Stored items:

━━━━

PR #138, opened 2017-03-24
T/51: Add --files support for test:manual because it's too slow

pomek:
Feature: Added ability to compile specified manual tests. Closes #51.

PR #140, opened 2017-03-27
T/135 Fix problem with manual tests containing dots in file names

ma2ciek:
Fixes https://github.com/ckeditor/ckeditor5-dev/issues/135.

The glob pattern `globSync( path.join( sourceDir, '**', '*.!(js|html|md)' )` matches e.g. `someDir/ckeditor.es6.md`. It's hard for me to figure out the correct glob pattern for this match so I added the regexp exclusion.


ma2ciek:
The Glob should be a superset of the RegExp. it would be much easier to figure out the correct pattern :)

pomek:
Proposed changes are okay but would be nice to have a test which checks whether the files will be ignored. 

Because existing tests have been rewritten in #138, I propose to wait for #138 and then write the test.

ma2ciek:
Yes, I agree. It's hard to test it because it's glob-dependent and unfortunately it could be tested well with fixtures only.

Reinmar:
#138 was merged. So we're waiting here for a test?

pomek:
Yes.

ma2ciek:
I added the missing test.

━━━━

### To do:
Write out each line of the data that holds the string "would".

### Response area:
The Glob should be a superset of the RegExp. it would be much easier to figure out the correct pattern :)
Proposed changes are okay but would be nice to have a test which checks whether the files will be ignored. 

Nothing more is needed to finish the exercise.